**Instructions to follow:** In the records that follow, locate every line with "files" and extract it.
-.-.-
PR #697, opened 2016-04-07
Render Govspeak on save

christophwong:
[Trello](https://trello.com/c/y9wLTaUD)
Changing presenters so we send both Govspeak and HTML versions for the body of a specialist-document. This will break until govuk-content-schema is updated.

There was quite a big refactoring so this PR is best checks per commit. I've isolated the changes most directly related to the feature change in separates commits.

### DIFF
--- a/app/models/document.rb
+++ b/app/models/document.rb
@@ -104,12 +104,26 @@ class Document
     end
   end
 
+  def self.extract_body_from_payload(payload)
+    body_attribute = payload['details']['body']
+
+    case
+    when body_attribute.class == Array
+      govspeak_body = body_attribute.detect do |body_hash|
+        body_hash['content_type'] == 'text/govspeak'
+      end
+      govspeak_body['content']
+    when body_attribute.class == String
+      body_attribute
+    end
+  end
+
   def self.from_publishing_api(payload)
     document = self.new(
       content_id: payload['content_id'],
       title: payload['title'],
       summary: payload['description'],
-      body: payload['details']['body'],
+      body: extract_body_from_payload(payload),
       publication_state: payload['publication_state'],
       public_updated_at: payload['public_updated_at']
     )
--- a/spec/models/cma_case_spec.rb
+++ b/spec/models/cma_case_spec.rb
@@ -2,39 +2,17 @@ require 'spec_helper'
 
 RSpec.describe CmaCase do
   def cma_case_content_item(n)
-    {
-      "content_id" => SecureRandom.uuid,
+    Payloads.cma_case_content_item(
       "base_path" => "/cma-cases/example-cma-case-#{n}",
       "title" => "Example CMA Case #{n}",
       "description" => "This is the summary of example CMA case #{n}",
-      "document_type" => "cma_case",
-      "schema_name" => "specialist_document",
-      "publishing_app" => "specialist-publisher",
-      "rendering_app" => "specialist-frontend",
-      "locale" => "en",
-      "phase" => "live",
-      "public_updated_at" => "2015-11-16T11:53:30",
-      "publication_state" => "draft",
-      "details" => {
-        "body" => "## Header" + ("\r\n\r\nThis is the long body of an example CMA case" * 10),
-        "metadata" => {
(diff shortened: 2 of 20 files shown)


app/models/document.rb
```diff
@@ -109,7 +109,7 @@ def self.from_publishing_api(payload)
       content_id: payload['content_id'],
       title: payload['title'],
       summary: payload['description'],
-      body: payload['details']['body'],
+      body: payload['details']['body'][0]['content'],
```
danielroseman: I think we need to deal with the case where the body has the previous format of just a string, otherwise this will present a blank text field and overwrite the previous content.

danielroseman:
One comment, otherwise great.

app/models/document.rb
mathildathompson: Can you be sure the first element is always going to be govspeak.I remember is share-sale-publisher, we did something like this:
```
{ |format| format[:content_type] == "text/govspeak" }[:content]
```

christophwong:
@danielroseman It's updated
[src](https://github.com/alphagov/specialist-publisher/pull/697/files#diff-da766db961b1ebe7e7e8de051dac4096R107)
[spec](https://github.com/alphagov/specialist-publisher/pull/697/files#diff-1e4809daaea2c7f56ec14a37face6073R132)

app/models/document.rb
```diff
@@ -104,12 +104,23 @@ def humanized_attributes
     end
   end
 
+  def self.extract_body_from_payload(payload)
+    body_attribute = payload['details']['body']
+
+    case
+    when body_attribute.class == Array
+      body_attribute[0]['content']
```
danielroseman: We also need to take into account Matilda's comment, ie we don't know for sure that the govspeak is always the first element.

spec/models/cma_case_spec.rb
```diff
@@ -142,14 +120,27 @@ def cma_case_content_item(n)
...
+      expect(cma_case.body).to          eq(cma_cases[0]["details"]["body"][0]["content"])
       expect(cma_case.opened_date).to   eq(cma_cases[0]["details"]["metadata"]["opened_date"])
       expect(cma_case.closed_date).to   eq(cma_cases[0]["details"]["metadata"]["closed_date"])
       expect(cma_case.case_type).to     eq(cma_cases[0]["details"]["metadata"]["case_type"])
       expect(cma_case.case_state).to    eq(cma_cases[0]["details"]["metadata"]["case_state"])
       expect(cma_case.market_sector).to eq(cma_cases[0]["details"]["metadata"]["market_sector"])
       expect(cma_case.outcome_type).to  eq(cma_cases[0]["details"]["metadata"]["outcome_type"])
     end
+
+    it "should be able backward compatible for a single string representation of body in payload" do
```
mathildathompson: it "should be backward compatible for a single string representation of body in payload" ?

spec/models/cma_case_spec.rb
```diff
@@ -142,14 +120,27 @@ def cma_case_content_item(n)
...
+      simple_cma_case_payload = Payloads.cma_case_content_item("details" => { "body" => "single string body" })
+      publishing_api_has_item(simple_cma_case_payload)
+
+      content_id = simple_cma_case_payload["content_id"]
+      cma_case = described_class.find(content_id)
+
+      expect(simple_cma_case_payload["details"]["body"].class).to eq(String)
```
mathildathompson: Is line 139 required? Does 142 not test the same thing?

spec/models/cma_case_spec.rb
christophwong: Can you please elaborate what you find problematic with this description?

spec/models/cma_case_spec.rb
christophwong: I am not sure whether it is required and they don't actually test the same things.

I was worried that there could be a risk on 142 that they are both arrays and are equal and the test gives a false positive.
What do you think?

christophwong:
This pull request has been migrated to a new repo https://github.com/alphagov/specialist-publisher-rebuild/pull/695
-.-.-
**Written solution:**
(diff shortened: 2 of 20 files shown)
[src](https://github.com/alphagov/specialist-publisher/pull/697/files#diff-da766db961b1ebe7e7e8de051dac4096R107)
[spec](https://github.com/alphagov/specialist-publisher/pull/697/files#diff-1e4809daaea2c7f56ec14a37face6073R132)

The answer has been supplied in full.